24 feb 2012

El primer paseo.

Luego de cruzar tanta avenida y de caminar tanta ciudad, se adentró en el barrio y por fin se detuvo en una plaza que, apuñalada por angostos y pintorescos pasajes, vestía de primavera gracias a las hojas que, con un balanceo lánguido, caían de las copas de los árboles.
Recostó su rendido cuerpo sobre uno de los bancos que daba a los juegos, y decidió pasar el tiempo mirando a los niños jugar.
Se sentía a gusto teniendo, pese a su longevidad, la capacidad para reconocer el don que los niños tenían de emparentarse con un mundo que era total y absolutamente de ellos.

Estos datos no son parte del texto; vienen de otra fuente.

PR #297, opened 2020-01-09
Fix Localbitcoins fallback strategy

denlb:
Missing _slash_ caused HTTP 301
Also USDC caption added because BitPay added USDC rate to the response
No need to update okhttp so far

### DIFF
--- a/wallet/src/de/schildbach/wallet/rates/ExchangeRate.java
+++ b/wallet/src/de/schildbach/wallet/rates/ExchangeRate.java
@@ -68,6 +68,9 @@ public class ExchangeRate {
         if (currencyCode.equalsIgnoreCase("VES")) {
             return "Venezuelan Bolívar";
         }
+        if (currencyCode.equalsIgnoreCase("USDC")) {
+            return "USD Coin (USDC)";
+        }
 
         if (currencyName == null) {
             if (Build.VERSION.SDK_INT >= Build.VERSION_CODES.KITKAT) {
--- a/wallet/src/de/schildbach/wallet/rates/ExchangeRate.java
+++ b/wallet/src/de/schildbach/wallet/rates/ExchangeRate.java
@@ -68,9 +68,6 @@ public class ExchangeRate {
         if (currencyCode.equalsIgnoreCase("VES")) {
             return "Venezuelan Bolívar";
         }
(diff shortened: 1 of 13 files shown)


denlb:
@HashEngineering  please give it a try with the last commit (updated okhttp3). I assume it might be the source of *different* problem which can be reproducible only on specific Android devices/os versions

HashEngineering:
@denlb 
I agree that this could be related to android version

I tried this updated PR on Android 8.1 and 9.0 and both result in no exchange rates and the same exception.  

However, if the call to LocalBitcoins is removed, then all rates are obtained and this ends up in the log:
`I/ExchangeRatesRepository: [pool-8-thread-1] exchange rates updated successfully with de.schildbach.wallet.rates.DashRatesSecondFallback@569f7b7`.  Of course, the VES price is incorrect.

I don't understand why its only the LocalBitcoins reponse that gives this error / exception, while all other calls work fine.

denlb:
@HashEngineering please try again with the last commit, I've fixed another serializer problem. Should work now:

image

HashEngineering:
This appears to be working.

The rates are retrieved.

This PR will also superceed #222.

wallet/src/de/schildbach/wallet/rates/ExchangeRate.java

Podían pasar horas acorralados por las presencias de enemigos letales que ni el más cuerdo (de los adultos) podía notar, hablando con palabras que ni el más sabio lograba entender, y mimetizando su vida con un libro que ni el más reconocido escritor lograría escribir.
Le gustaba ver cómo congeniaban los mundos de los adultos y de los niños, y notar, una y otra vez, la manera en la que estos dos mundos chocaban con una compatibilidad inerte.
Pero si había un momento que lo sacudía bruscamente de su eje habitual, era el momento épico en el que un niño se aventuraba por primera vez en una bicicleta, ese momento en el que, luego de haber tomado el primer impulso, montaba la pierna que tendía en el aire sobre el pedal e, irguiendo el cuerpo y llenando la carita con esa justa medida entre miedo y expectación, mareaba el manillar de un lado a otro hasta que el pulso de la convicción por avanzar se hacía con él.
Y entonces sólo alegría irradiaba su alma, y sólo adrenalina corría en sus venas.